# Pure indica strains



## lowrydergrower775 (Mar 12, 2008)

Hi everybody im sure yall have seen me around the forums lol i just got permission to use a second bigger closet and im going to be using a 12/12 strain. I definately will be going with feminized seeds in this closet. I want a full indica strain going to grow three females best one to become mother for future cloning time is not a factor because my lowryder and crosses still feed me 24/7 lol so dont worry will always be growing those in my other closet not discontinuing those but any info would be appreciated.


----------



## the widowmaker (Mar 12, 2008)

No need for females if your gonna mother n clone em, you'll only need one mother really anyway for the size setup your looking at, a single mother can easily produce 100+ clones at a time.

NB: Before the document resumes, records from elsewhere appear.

PR #10560, opened 2024-12-23
IntelFsp2WrapperPkg: Save FspHobListPtr Right After FspMemoryInit Exits

dulin0:
# Description

Save FspHobList pointer to HOB right after FspMemoryInit exits so that FspHobList pointer is available when performing platform related reset in CallFspWrapperResetSystem(). Some platforms may consume FSP HOBs prior to performing platform related reset.

- [ ] Breaking change?
- [ ] Impacts security?
- [ ] Includes tests?

## How This Was Tested

This PR was tested with FSP-M, FSP-S, FSP multi-phase memory initialization and FSP multi-phase silicon initialization enabled. And it's confirmed in the test that the bootloader can successfully get and save the FspHobList pointer in different phases.

## Integration Instructions
N/A

### DIFF
--- a/IntelFsp2WrapperPkg/Library/FspWrapperMultiPhaseProcessLib/PeiFspWrapperMultiPhaseProcessLib.c
+++ b/IntelFsp2WrapperPkg/Library/FspWrapperMultiPhaseProcessLib/PeiFspWrapperMultiPhaseProcessLib.c
@@ -17,6 +17,8 @@
 #include <Ppi/Variable.h>
 #include <Library/PeiServicesLib.h>
 #include <Library/FspWrapperPlatformMultiPhaseLib.h>
+#include <Library/BaseMemoryLib.h>
+#include <Library/HobLib.h>
 
 /**
   Execute 32-bit FSP API entry code.
@@ -156,6 +158,8 @@ FspWrapperVariableRequestHandler (
   EDKII_PEI_VARIABLE_PPI                            *VariablePpi;
   BOOLEAN                                           WriteVariableSupport;
   FSP_MULTI_PHASE_COMPLETE_VARIABLE_REQUEST_PARAMS  CompleteVariableRequestParams;
+  VOID                                              *GuidHob;
+  VOID                                              *HobData;
 
   WriteVariableSupport = TRUE;
   Status               = PeiServicesLocatePpi (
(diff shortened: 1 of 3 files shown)


IntelFsp2WrapperPkg/Library/FspWrapperMultiPhaseProcessLib/PeiFspWrapperMultiPhaseProcessLib.c
```diff
@@ -352,6 +356,15 @@ FspWrapperMultiPhaseHandler (
     FspMultiPhaseParams.MultiPhaseParamPtr = NULL;
     Status                                 = CallFspMultiPhaseEntry (&FspMultiPhaseParams, FspHobListPtr, ComponentIndex);
 
+    //
+    // Refresh FspHobList pointer stored in HOB.
```
ChaselChiu, line 360: When the platforms only support VariableRequest, we will need similar code to refresh FspHobList in FspWrapperVariableRequestHandler() too. (to refresh the pointer after FspHobList point migrated to permanent memory)

dulin0: Done. Thanks for pointing this out.

IntelFsp2WrapperPkg/Library/FspWrapperMultiPhaseProcessLib/PeiFspWrapperMultiPhaseProcessLib.c
```diff
@@ -288,6 +292,15 @@ FspWrapperVariableRequestHandler (
     }
   }
 
+  //
+  // Refresh FspHobList pointer stored in HOB.
+  //
+  GuidHob = GetFirstGuidHob (&gFspHobGuid);
+  if (GuidHob != NULL) {
```
niruiyu, line 299: can we add an assertion ASSERT (GuidHob != NULL)?
If-check is ok to be kept.

dulin0: Done. Thanks for the comment.

niruiyu (approved):

AshrafAliS (approved):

not sure what your budget it, but pot of gold is a fantastic indica at not a bad price, if the budget will allow i'd definitely recommend black domina, but beware this girl packs a punch, the dark pheno has been known to really knock out experienced smokers, she's a sleeping wonder.


----------



## lowrydergrower775 (Mar 12, 2008)

money is not an issue i will look those up real quick and see thanks for the info man


----------



## lowrydergrower775 (Mar 12, 2008)

has anyone ever grown skywalker from dutch passion? if so how was it and would you reccomend it ?


----------



## the widowmaker (Mar 12, 2008)

I don't rate dutch passion period.


----------



## dankbud420 (Mar 12, 2008)

try green house seed co at seedboutique they have some awasome strains i got ww and cheese


----------



## the widowmaker (Mar 12, 2008)

I did always stick up for greenhouse fems but now I know for sure that they turn hermie real easy especially the cheaper ones. I'd avoid their fems.


----------



## umbra (Mar 12, 2008)

a few indicas i like are god bud, bubba kush, and williams wonder


----------



## Mutt (Mar 12, 2008)

I'd mix it up find females of some pure sats, pure indies, and hybrids. Then run a grow for each to keep the canopy even keeping clones just a goin...variety variety variety. but thats just me. If ya got the room ditch femd seeds mang....do yourself and future grows a favor. You'll want a male if ya got the room. Heck I micro grow at the moment and don't pass up a good fem or male when they come up. just my two bits.
Good luck and look forward to the journal.


----------



## lowrydergrower775 (Mar 13, 2008)

well i dont have alot of room at all thats the thing all my breeding room is taking up by lowryder and crosses and it always will be and ill be going with fem'd seeds and ill look up everything yall gave me everyone seems to love greenhouse seeds so ill look into them thanks again


----------



## Joseph James (Mar 13, 2008)

petrolia headstash is your strain man..from reeeferman seeds..give it a go!


----------



## lowrydergrower775 (Mar 13, 2008)

thanks man ill check it out


----------



## Hick (Mar 13, 2008)

Joseph James said:
			
		

> petrolia headstash is your strain man..from reeeferman seeds..give it a go!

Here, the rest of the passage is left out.